# Gulp Baits



## johnd (Dec 17, 2004)

Heard good things about the Gulp baits on the radio. The wife purchased some solid red and new penny Gulps. We used them with much success. This last Thursday thru Sunday the ladies on the boat fished on and off with the Gulps with success. Sunday, tired of the nibbles using the Gulps so I switched to my favorite TTK and was catching 2-3 Trout to their one. I also noticed this last week fishing with the wife, she was catching using the Gulp, but it did not out fish the standard plastics that I was using. The smaller fish will nibble them on the retrieves until they are unusable. My wife agrees that we do just as well with conventional plastics vs the Gulps. They are also $$$$ to have the tails bitten-off in a couple of cast.

What say you?


----------



## Wiredhernandez (Mar 6, 2005)

I would have to agree on $$ to have tails bitten off .. however I do keep 2 packs in my tackle cuz there are days when I cant buy a bite with anyhting else .. these stink baits can muster a hit for same reason when nothing else will... Worth having a couple packs for emergencies I think>>>>>>>>> -Adam


----------



## johnd (Dec 17, 2004)

You have a good point. I will keep a bag in the boat and whip them out on a slow day and see if there is a difference. Here recently I have been rigging them for people who do not normally fish with lures. They are a good training tool for beginners.


----------



## gibbsb (Oct 24, 2004)

*Gulp baits*

Used them for the first time yesterday at POC. The mullet Gulps were getting hit by little stuff until there wasn't much left, but even then they were getting bit. Caught a few small trout. The Peeler crab Gulp was a different story. Caught a number of keeper reds and the crabs didn't seem to attract the little stuff. If yesterday is any indication, I will keep them on the boat from now on!

Capt Barry


----------



## boashna (May 28, 2004)

I am glade no one cut u off for 3 days as I know this drives u crazy. any fish was a keeper or was it like my last trip 20 fish and one keeper trout . I know you have a camera can we see some pics. thank you for saving me some money. if you want gulp action just put some shrimp on the hook and it will stop you from hang ups also.


----------



## GetEmGot (Nov 30, 2004)

*I agree*



johnd said:


> Heard good things about the Gulp baits on the radio. The wife purchased some solid red and new penny Gulps. We used them with much success. This last Thursday thru Sunday the ladies on the boat fished on and off with the Gulps with success. Sunday, tired of the nibbles using the Gulps so I switched to my favorite TTK and was catching 2-3 Trout to their one. I also noticed this last week fishing with the wife, she was catching using the Gulp, but it did not out fish the standard plastics that I was using. The smaller fish will nibble them on the retrieves until they are unusable. My wife agrees that we do just as well with conventional plastics vs the Gulps. They are also $$$$ to have the tails bitten-off in a couple of cast.
> 
> What say you?


 I won't buy them again, especially the shrimp. I don't see enough action in the lure. I am a norton eel guy(small), TRK, or flats minnow. I will put my lures in the gulp bag....

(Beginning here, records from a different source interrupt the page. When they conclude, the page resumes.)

PR #4164, opened 2022-07-19
Add Extract Method code action

jkciesluk:
Connected to https://github.com/scalameta/metals/issues/4165

Implement new code action that allows extracting blocks of code as methods and changes local variables in them to parameters.

image
image


kpodsiad:
If I may suggest something, it being able to specify scope to which method/value is about to be extracted will be awesome.

<details open>
<summary>Example from typescript language server</summary>
Screenshot 2022-07-14 at 09 34 45
</details>

tgodzik:
> If I may suggest something, being able to specify scope to which method/value is about to be extracted will be awesome.
> 

Actually the idea is that you can extract any range you select. In typescipt (which is actually not a language server :sweat_smile: ) it's an extension of extract value from what I see, which we could support functions for sure.

kpodsiad:
> Actually the idea is that you can extract any range you select. In typescipt (which is actually not a language server 😅 ) it's an extension of extract value from what I see, which we could support functions for sure.

I didn't meant **_what_** to extract but rather **_where_** to extract it ;)

jkciesluk:
> If I may suggest something, being able to specify scope to which method/value is about to be extracted will be awesome.
> 
> Example from typescript language server

I've tried this approach, but I'm not sure about it, because the amount of options grows very quickly, so it might be unreadable 
image

jkciesluk:
> I didn't meant **_what_** to extract but rather **_where_** to extract it ;)

Oh, good idea. I will work on it

metals/src/main/scala/scala/meta/internal/metals/Compilers.scala
```diff
@@ -409,6 +409,21 @@ class Compilers(
     }
   }.getOrElse(Future.successful(Nil.asJava))
 
+  def extractMethod(
+      params: TextDocumentPositionParams,
+      applRange: Integer,
+      lv: Integer,
```
tgodzik, line 415: We could send in the position to insert it into maybe? Wouldn't require making sure the lvl is the same in the compiler.

metals/src/main/scala/scala/meta/internal/metals/ServerCommands.scala
```diff
@@ -476,6 +476,20 @@ object ServerCommands {
     """|This command should be sent in with the LSP [`TextDocumentPositionParams`](https://microsoft.github.io/language-server-protocol/specifications/specification-current/#textDocumentPositionParams)
        |""".stripMargin,
   )
+  final case class ExtractMethodParams(
+      position: TextDocumentPositionParams,
+      applRange: Integer,
+      lv: Integer,
+  )
```
tgodzik, line 483:
```suggestion
  final case class ExtractMethodParams(
      textDocument: TextDocumentIdentifier,
      range: Range, // from LSP
      extractPosition: Position,
  )
```
maybe this would make it easier to handle? And also `applRange` is a bit unclear, it's better to be explicit and send in the entire range

tests/unit/src/test/scala/tests/codeactions/ConvertToNamedArgumentsLspSuite.scala
```diff
@@ -24,6 +24,7 @@ class ConvertToNamedArgumentsLspSuite
        |  case class Foo(param1: Int, param2: Int, param3: Int)
        |  Foo(param1 = 1, param2 = 2, param3 = 3)
        |}""".stripMargin,
+    filterAction = filterAction,
```
tgodzik, line 27: Could you add the possible actions instead? I think it would be good to see all the possible actions to make sure that they don't pop up in unexpected places.

tests/unit/src/test/scala/tests/codeactions/ExtractMethodLspSuite.scala
```diff
@@ -0,0 +1,163 @@
...
+       |      newMethod(d)
+       |    }
+       |  }
+       |}""".stripMargin,
+    selectedActionIndex = 1,
+  )
+
+  check(
+    "simple-block",
+    """|object A{
```
tgodzik, line 134: Let's add a test that extracts multiple statements for example:
```
...
<<val a = 123
   val b = 123
   a + b >>
```

mtags/src/main/scala-3/scala/meta/internal/pc/ExtractMethodProvider.scala
```diff
@@ -0,0 +1,156 @@
...
+import org.eclipse.lsp4j.Position
+import org.eclipse.lsp4j.TextEdit
+import org.eclipse.{lsp4j as l}
+
+final class ExtractMethodProvider(
+    params: OffsetParams,
+    applRange: Int,
+    lv: Int,
+    driver: InteractiveDriver,
+    config: PresentationCompilerConfig,
```
tgodzik, line 36: Doesn't seem to be needed

tests/unit/src/test/scala/tests/codeactions/RewriteBracesParensLspSuite.scala
```diff
@@ -52,6 +53,7 @@ class RewriteBracesParensLspSuite
        |}
        |""".stripMargin,
     s"""|${RewriteBracesParensCodeAction.toBraces("foreach")}
+        |${ExtractMethodCodeAction.title("object `Main`")}
```
tgodzik, line 56: Shouldn't we show the new code action only if a range is selected? Otherwise it's hard to figure out what to extract.

tests/slow/src/test/scala/tests/feature/Scala3CodeActionLspSuite.scala
```diff
@@ -405,6 +408,166 @@ class Scala3CodeActionLspSuite
...
+        |  val a = { 
+        |    val c = 5
+        |    newMethod(c)
+        |  }
+        |}""".stripMargin,
+    selectedActionIndex = 1,
+  )
+
+  check(
+    "higher-scope",
```
tgodzik, line 538: It's probably fine to just leave one or two tests and move everything else to cross tests,

tests/cross/src/test/scala/tests/pc/ExtractMethodSuite.scala
```diff
@@ -0,0 +1,89 @@
...
+import scala.meta.internal.metals.TextEdits
+
+import munit.Location
+import munit.TestOptions
+import org.eclipse.{lsp4j => l}
+import tests.BaseCodeActionSuite
+
+class ExtractMethodSuite extends BaseCodeActionSuite {
+
+  checkEdit(
```
tgodzik, line 16: Let's add more tests here so that we can test both Scala 2 and Scala 3 with compat options.

metals/src/main/scala/scala/meta/internal/metals/Compilers.scala
```diff
@@ -409,6 +410,21 @@ class Compilers(
...
   }.getOrElse(Future.successful(Nil.asJava))
 
+  def extractMethod(
+      params: TextDocumentIdentifier,
+      range: LspRange,
+      defnPos: LspRange,
+      token: CancelToken,
+  ): Future[ju.List[TextEdit]] = {
+    withPCAndAdjustLsp(params, range) { (pc, pos, adjust) =>
+      pc.extractMethod(CompilerRangeParams.fromPos(pos, token), range, defnPos)
```
tgodzik, line 420:
```suggestion
      pc.extractMethod(CompilerRangeParams.fromPos(pos, token), range, adjust.adjustPos(defnPos))
```
might be needed in ammonite files

metals/src/main/scala/scala/meta/internal/metals/MetalsLanguageServer.scala
```diff
@@ -2012,6 +2012,20 @@ class MetalsLanguageServer(
...
           } yield ().asInstanceOf[Object]
         }
+      case ServerCommands.ExtractMethod(
+            ServerCommands.ExtractMethodParams(doc, range, defnPos)
+          ) =>
+        CancelTokens.future { token =>
+          val uri = doc.getUri()
+          for {
+            edits <- compilers.extractMethod(doc, range, defnPos, token)
+            if (!edits.isEmpty())
```
tgodzik, line 2022: Let's use  `logging.logErrorWhen`, otherwise we will get an unclear error with filter.

metals/src/main/scala/scala/meta/internal/metals/ServerCommands.scala
```diff
@@ -476,6 +477,20 @@ object ServerCommands {
...
+      range: lsp4j.Range, // from LSP
+      extractPosition: lsp4j.Range,
+  )
+  val ExtractMethod = new ParametrizedCommand[ExtractMethodParams](
+    "extract-method",
+    "Extract method from range",
+    """|Whenever a user chooses code action to extract method, this command is later ran to
+       |calculate parameters for the new method with types.
+       |""".stripMargin,
+    """|This command should be sent in with the LSP [`TextDocumentPositionParams`](https://microsoft.github.io/language-server-protocol/specifications/specification-current/#textDocumentPositionParams) and `applRange` Integer
```
tgodzik, line 491: We should include information with `ExtractMethodParams` showed as a json like for example `DiscoverTestSuites`

metals/src/main/scala/scala/meta/internal/metals/codeactions/ExtractMethodCodeAction.scala
```diff
@@ -0,0 +1,161 @@
...
+      val tree: Option[Tree] = trees.get(path)
+      def loop(appl: Tree): Option[Tree] = {
+        appl.children.find(_.pos.encloses(range)) match {
+          case Some(child) =>
+            loop(child)
+          case None =>
+            Some(appl)
+        }
+      }
+      val enclosing = tree.flatMap(loop(_))
```
tgodzik, line 40:
```suggestion
      val enclosing =trees.findLastEnclosingAt[Tree](
            path,
            range.getStart())
```
wouldn't work?

metals/src/main/scala/scala/meta/internal/metals/codeactions/ExtractMethodCodeAction.scala
```diff
@@ -0,0 +1,161 @@
...
+        case Term.Block(stats) =>
+          stats.filter((s: Tree) => range.encloses(s.pos.toLSP))
+        case Template(_, _, _, stats) =>
+          stats.filter((s: Tree) => range.encloses(s.pos.toLSP))
+        case ap if returnsValue(ap) => List(ap)
+        case _ => Nil
+      })
+    }
+
+    val edits = {
```
tgodzik, line 51:
```suggestion
    val function = {
```

mtags/src/main/scala-2/scala/meta/internal/pc/ExtractMethodProvider.scala
```diff
@@ -0,0 +1,182 @@
...
+    val history = new ShortenedNames(
+      lookupSymbol = name =>
+        context.lookupSymbol(name, sym => !sym.isStale) :: Nil,
+      config = renameConfig,
+      renames = re
+    )
+    def prettyType(tpe: Type) =
+      metalsToLongString(tpe.widen.finalResultType, history)
+
+    def pathTo(tree: Tree, range: l.Range): List[Tree] = {
```
tgodzik, line 36: compiler.lastVisitedParentTrees wouldn't work?

mtags/src/main/scala-2/scala/meta/internal/pc/ExtractMethodProvider.scala
```diff
@@ -0,0 +1,182 @@
...
+          case ValDef(_, name, tpt, _) if tpt.tpe != null =>
+            List((name, prettyType(tpt.tpe)))
+          case _ => Nil
+        }
+      )
+    }
+
+    def genName(path: List[Tree]): String = {
+      def defsOnPath(ts: List[Tree]): Set[String] = {
+        ts.flatMap(t =>
```
tgodzik, line 71: Could we do `ts.traverse` and only match on names? Might be simpler to do

mtags/src/main/scala-2/scala/meta/internal/pc/ExtractMethodProvider.scala
```diff
@@ -0,0 +1,182 @@
...
+        case Select(qualifier, name) =>
+          if (!defns(name.toTermName)) names += name.toTermName
+          traverse(qualifier)
+        case ValDef(_, name, _, rhs) =>
+          defns.add(name)
+          traverse(rhs)
+        case _ => tree.children.foreach(traverse(_))
+      }
+
+      ts.map(traverse(_))
```
tgodzik, line 108: traverse on Tree already exists

mtags/src/main/scala-2/scala/meta/internal/pc/ExtractMethodProvider.scala
```diff
@@ -0,0 +1,182 @@
...
+      while ((line(i) == ' ' || line(i) == '\t') && i < oldIndent) {
+        i += 1
+      }
+      newIndent + additional + line.drop(i)
+    }
+
+    val path = pathTo(unit.body, range)
+    val edits =
+      for {
+        enclosing <- path.find(_.pos.toLSP.encloses(range))
```
tgodzik, line 129:
```suggestion
        enclosing <- path.headOption
```
since we already check for enclosing?

mtags/src/main/scala-2/scala/meta/internal/pc/ExtractMethodProvider.scala
```diff
@@ -0,0 +1,182 @@
...
+        extracted = extractFromBlock(enclosing)
+        head <- extracted.headOption
+        appl <- extracted.lastOption
+        shortenedPath =
+          path.takeWhile(src => defnPos.encloses(src.pos.toLSP))
```
tgodzik, line 134:
```suggestion
          path.takeWhile(src => defnRange.encloses(src.pos.toLSP))
```

mtags/src/main/scala-2/scala/meta/internal/pc/ExtractMethodProvider.scala
```diff
@@ -0,0 +1,182 @@
...
+        val typs = withType
+          .map { case (name, tpe) => s"$name: $tpe" }
+          .mkString(", ")
+        val newAppl = typedTreeAt(appl.pos)
+        val applType =
+          if (newAppl.tpe != null) s": ${prettyType(newAppl.tpe.widen)}" else ""
+        val applParams = withType.map(_._1).mkString(", ")
+        val name = genName(path)
+        val text = params.text()
+        val indent = stat.pos.column - (stat.pos.point - stat.pos.start) - 1
```
tgodzik, line 152: Could we extract the indentation calculation to use in both Scala 2 and Scala 3?

mtags/src/main/scala-3/scala/meta/internal/pc/ExtractMethodProvider.scala
```diff
@@ -0,0 +1,163 @@
...
+          temp.body.filter(stat => range.encloses(toLSP(stat.sourcePos)))
+        case other => List(other)
+
+    def localRefs(ts: List[tpd.Tree]): Set[TermName] =
+      val names = Set.newBuilder[TermName]
+      val valDefs = mutable.Set[TermName]()
+      class NamesCollector extends TreeTraverser:
+        override def traverse(t: tpd.Tree)(using Context): Unit =
+          t match
+            case Select(qualifier, name) =>
```
tgodzik, line 77: Can we match on Name?

mtags/src/main/scala-3/scala/meta/internal/pc/ExtractMethodProvider.scala
```diff
@@ -0,0 +1,163 @@
...
+            case t @ Template(_, _, _, _) =>
+              defsOnPath(t.body)
+            case _ => Nil
+        ).toSet
+      val usedNames = defsOnPath(path)
+      if !usedNames("newMethod") then "newMethod"
+      else
+        var i = 0
+        while usedNames(s"newMethod$i") do i += 1
+        s"newMethod$i"
```
tgodzik, line 106: This could be extracted to use for both Scala 2 and 3 similar to how we reuse MEtalsNAmes

vzmerr:
Thank you for the amazing work! 
Since the PR is really big, I guess it would be better to stash the commits that address the same problem into a single one, and add descriptive commit messages, which would enable incremental review of the changes.

tgodzik:
> Thank you for the amazing work! Since the PR is really big, I guess it would be better to stash the commits that address the same problem into a single one, and add descriptive commit messages, which would enable incremental review of the changes.

I think that might be really hard to do right now unfortunately, since the work here is on a single new feature and that had some different iterations and fixes.

metals/src/main/scala/scala/meta/internal/metals/ServerCommands.scala
tgodzik: Could you explain the parameters of `ExtractMethodParams` in the docs?

mtags-interfaces/src/main/java/scala/meta/pc/PresentationCompiler.java
```diff
@@ -95,6 +96,11 @@ public abstract class PresentationCompiler {
      */
     public abstract CompletableFuture<List<TextEdit>> insertInferredType(OffsetParams params);
 
+    /**
+     * Extract method in selected range
+     */
+    public abstract CompletableFuture<List<TextEdit>> extractMethod(OffsetParams params, Range range, Range defnRange);
```
tgodzik, line 102: This could make the tests a bit easier and no need to forward LSP ranges.
```suggestion
    public abstract CompletableFuture<List<TextEdit>> extractMethod(OffsetParams params, RangeParams range, RangeParams defnRange);
```
Could you also add information

mtags-interfaces/src/main/java/scala/meta/pc/PresentationCompiler.java
```diff
@@ -95,6 +96,11 @@ public abstract class PresentationCompiler {
      */
     public abstract CompletableFuture<List<TextEdit>> insertInferredType(OffsetParams params);
 
+    /**
+     * Extract method in selected range
```
tgodzik, line 100: Could you add explanations about params?

metals/src/main/scala/scala/meta/internal/metals/codeactions/ExtractMethodCodeAction.scala
```diff
@@ -0,0 +1,165 @@
...
+        }
+        val enclosing = tree.flatMap(loop(_))
+        enclosing.map(_ match {
+          case Term.Block(stats) =>
+            stats.filter((s: Tree) => range.encloses(s.pos.toLSP))
+          case Template(_, _, _, stats) =>
+            stats.filter((s: Tree) => range.encloses(s.pos.toLSP))
+          case ap if returnsValue(ap) => List(ap)
+          case _ => Nil
+        })
```
tgodzik, line 51:
```suggestion
        enclosing.map{
          case Term.Block(stats) =>
            stats.filter((s: Tree) => range.encloses(s.pos.toLSP))
          case Template(_, _, _, stats) =>
            stats.filter((s: Tree) => range.encloses(s.pos.toLSP))
          case ap if returnsValue(ap) => List(ap)
          case _ => Nil
        }
```

metals/src/main/scala/scala/meta/internal/metals/codeactions/ExtractMethodCodeAction.scala
```diff
@@ -0,0 +1,165 @@
...
+      }
+    }
+
+    val edits = {
+      for {
+        exprs <- toExtract
+        last <- exprs.lastOption
+        head <- exprs.headOption if returnsValue(last)
+        scopeOptions = enclosingList(head).flatMap(enclosingDef(_))
```
tgodzik, line 60:
```suggestion
        scopeOptions = enclosingList(head).flatMap(enclosingDef)
```

metals/src/main/scala/scala/meta/internal/metals/codeactions/ExtractMethodCodeAction.scala
```diff
@@ -0,0 +1,165 @@
...
+      } yield {
+        (scopeOptions, last, head)
+      }
+    }
+    edits
+      .map { case (scopes: List[(Tree, Tree)], apply: Tree, head: Tree) =>
```
tgodzik, line 66:
```suggestion
      .map { case (scopes: List[(Tree, Tree)], expr: Tree, head: Tree) =>
```
?

metals/src/main/scala/scala/meta/internal/metals/ServerCommands.scala
```diff
@@ -476,6 +477,20 @@ object ServerCommands {
     """|This command should be sent in with the LSP [`TextDocumentPositionParams`](https://microsoft.github.io/language-server-protocol/specifications/specification-current/#textDocumentPositionParams)
        |""".stripMargin,
   )
+  final case class ExtractMethodParams(
+      param: TextDocumentIdentifier,
+      range: lsp4j.Range, // from LSP
+      extractPosition: lsp4j.Range,
```
tgodzik, line 483:
```suggestion
      extractPosition: lsp4j.Position,
```
it seems we only need a position?

metals/src/main/scala/scala/meta/internal/metals/codeactions/ExtractMethodCodeAction.scala
```diff
@@ -0,0 +1,165 @@
...
+      case vr: Defn.Var =>
+        vr.pats.head match {
+          case Pat.Var(name) => s"var `${name}`"
+          case _ => "var"
+        }
+      case df: Defn.Def => s"method `${df.name}`"
+      case cl: Defn.Class => s"class `${cl.name}`"
+      case en: Defn.Enum => s"enum ${en.name}`"
+      case ob: Defn.Object => s"object `${ob.name}`"
+      case _ => "block"
```
tgodzik, line 112: Maybe if we have multiple blocks we should differentiate it with the first line?

tests/cross/src/test/scala/tests/pc/ExtractMethodSuite.scala
```diff
@@ -0,0 +1,381 @@
...
+    "simple-expr",
+    s"""|object A{
+        |  val b = 4
+        |  def method(i: Int) = i + 1
+        |  <@val a = <<123 + method(b)>>@>
+        |}""".stripMargin,
```
tgodzik, line 22:
```suggestion
    s"""|object A{
        |  val b = 4
        |  def method(i: Int) = i + 1
        |  @@val a = <<123 + method(b)>>
        |}""".stripMargin,
```
Does `<@` symbolises where to extract the range? Maybe we could just use a position with `@@`

mtags/src/main/scala-2/scala/meta/internal/pc/ExtractMethodProvider.scala
```diff
@@ -0,0 +1,126 @@
...
+        val noLongerAvailable = scopeSymbols
+          .filter(sym =>
+            defnRange.encloses(sym.pos.toLSP) && !range.encloses(sym.pos.toLSP)
+          )
+        val names = localRefs(extracted)
+        val paramsToExtract = noLongerAvailable
+          .filter(sym => names.contains(sym.name))
+          .map(sym => (sym.name, sym.info))
+          .sortBy(_._1.decoded)
+        val newAppl = typedTreeAt(appl.pos)
```
tgodzik, line 79: Wouldn't it be the same tree as appl?

tgodzik (changes requested):
Looks really good! I left a few comments that could simplify a couple of things.

metals/src/main/scala/scala/meta/internal/metals/Compilers.scala
```diff
@@ -655,6 +676,32 @@ class Compilers(
...
+          params,
+          compiler.scalaVersion(),
+        )
+      for {
+        metaRange <- adjust.adjustRange(range).toMeta(input)
+        metaExtractionPos <- adjust.adjustPos(extractionPos).toMeta(input)
+      } yield fn(compiler, metaRange, metaExtractionPos, adjust)
+    }
+  }
+
```
tgodzik, line 704: You should use`adjustRequest` for input

```suggestion
  private def withPCAndAdjustLsp[T](
      uri: String,
      range: LspRange,
      extractionPos: LspPosition,
  )(
      fn: (
          PresentationCompiler,
          Position,
          Position,
          AdjustLspData,
      ) => T
  ): Option[T] = {
    val path = uri.toAbsolutePath
    loadCompiler(path).flatMap { compiler =>
      val (input, adjustRequest, adjustResponse)=
        sourceAdjustments(
          uri,
          compiler.scalaVersion(),
        )
      for {
        metaRange <- adjustRequest.adjustRange(range).toMeta(input)
        metaExtractionPos <- adjustRequest.adjustPos(extractionPos).toMeta(input)
      } yield fn(compiler, metaRange, metaExtractionPos, adjustResponse)
    }
  }

```

mtags/src/main/scala-2/scala/meta/internal/pc/ExtractMethodProvider.scala
```diff
@@ -0,0 +1,138 @@
...
+    val history = new ShortenedNames(
+      lookupSymbol = name =>
+        context.lookupSymbol(name, sym => !sym.isStale) :: Nil,
+      config = renameConfig,
+      renames = re
+    )
+    def prettyType(tpe: Type) =
+      metalsToLongString(tpe.widen.finalResultType, history)
+
+    val rangeSourcePos = Position.range(
```
tgodzik, line 39: Do you need to convert it here? We could just change the `encloses` method to work with RangeParams

mtags/src/main/scala-2/scala/meta/internal/pc/ExtractMethodProvider.scala
```diff
@@ -0,0 +1,138 @@
...
+
+final class ExtractMethodProvider(
+    val compiler: MetalsGlobal,
+    range: RangeParams,
+    extractionPos: OffsetParams
+) extends ExtractMethodUtils {
+  import compiler._
+  def extractMethod: List[l.TextEdit] = {
+    val text = range.text()
+    val params = range.toOffset
```
tgodzik, line 20: `range` should also have `offset` method. Do we need to convert it and have the additional convertion method?

mtags/src/main/scala/scala/meta/internal/mtags/CommonMtagsEnrichments.scala
```diff
@@ -134,6 +134,14 @@ trait CommonMtagsEnrichments {
           CompilerRangeParams(params.uri, params.text, start, end, params.token)
       }
     }
+
+    def toOffset: OffsetParams =
```
tgodzik, line 138: This isn't needed. `RangeParams` has the same methods available and inherit from RangeParams

tgodzik (changes requested):
Some more suggestion, but it's getting ready to ship!

tgodzik (changes requested):
Just some minor comments, but I think we are close to having this mergable!

tgodzik (approved):
LGTM from my side! Great work!

I will merge tomorrow, unless anyone else still wants to take a look?

mtags/src/main/scala-2/scala/meta/internal/pc/ExtractMethodProvider.scala
```diff
@@ -0,0 +1,164 @@
...
+            Set(id.symbol).filter(s =>
+              (s.isTerm || s.isTypeParameterOrSkolem) && !s.isMethod
+            )
+        }
+        sym.filter(nonAvailable(_))
+      }
+
+      def traverse(symbols: Set[Symbol], tree: Tree): Set[Symbol] =
+        tree match {
+          case id @ Ident(_) =>
```
tgodzik, line 82:
```suggestion
          case id : Ident =>
```

tgodzik (changes requested):
There are some remaining issues in ExtractMethodCodeAction.scala, otherwise this looks ok.

@jkciesluk do we want to merge?

tgodzik (approved):
LGTM! Anyone has any comments to add?

Great work @jkciesluk !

My favorite plastic is baffic magic norton sand eel jr. Friend showed me those, and have caught lots of trout on em. Use a 5/8 jig head too....Just thought youd get a kick out of that john.
TTYl


----------



## reel love (May 21, 2004)

i've been thru 3 bags and haven't caught a keeper fish yet. i'm done with them.

michelle


----------



## johnd (Dec 17, 2004)

Dang GetEmGot, your knocking them out before you hookem.


----------



## bobber (May 12, 2005)

Caught 7 nice flounder on nuclear chicken shrimp last week when the live bait was slow. Have caught plenty of trout at night on white and glow gulp. Fishing with them on bottom is tough as the piggies and trash fish love them too. If they are taking in the gulp like crazy, the fish will generally be hitting plastics as well. Sand trout cannot resist them, and that is good and bad for some.


----------



## wading_fool (May 3, 2005)

I use them all the time, especially for redfishing. I throw them into a pothole and let'em sit enough happens I will give it a good rattle then let it sit again. I don't even buy live bait anymore just use the gulps if I am targeting redfish. Sunday I caught 13 Reds on the same Gulp shrimp, if you look at the reports South Bay 11/19 all those reds came on Gulps. I have yet to have piggies or anything eat them down to nothing. Now the crab the piggies will peck it down to a round disc lol


----------



## Aggieangler (May 28, 2004)

I was a major skeptic, but I was on this trip with Wading fool and I will not throw live bait again for a long time either. Too much hassle. I caught 12 straight reds and one flounder on one gulp this last weekend. 2 of the reds were over 25 inches and you know how they mash em down. One of those same reds had the gulp about 3/4 of the way to his gullet. I still was able to fish it. I had them wound on a screwlock 1/8 once jighead. Convenient, slide off the Sand Eel Jr or Bull Minnow, and slide on the gulp. I am a beliver!



wading_fool said:


> I use them all the time, especially for redfishing. I throw them into a pothole and let'em sit enough happens I will give it a good rattle then let it sit again. I don't even buy live bait anymore just use the gulps if I am targeting redfish. Sunday I caught 13 Reds on the same Gulp shrimp, if you look at the reports South Bay 11/19 all those reds came on Gulps. I have yet to have piggies or anything eat them down to nothing. Now the crab the piggies will peck it down to a round disc lol


----------



## Freshwaterman (May 21, 2004)

*Eww*

And dont leave one of those bad boys on a jig head overnight, its like a petrified lure! Besides that, they smell like an old unwashed pare of undies!Sick


----------



## SpanishFly33 (May 30, 2006)

Do you guys put them back in the bag after using them? I think on the bag it says not to put them back in after use but not sure if that really makes a difference.


----------



## wading_fool (May 3, 2005)

I throw them away after I have used them, most of the time after I get done fishing one they are not in any kind of shape to keep anyway. I very seldom buy live bait anymore, the only way I do is if I am fishing a bunch of people that do not cast very well. All I can tell you is that they work very well in the Rockport area tossing them into Potholes. 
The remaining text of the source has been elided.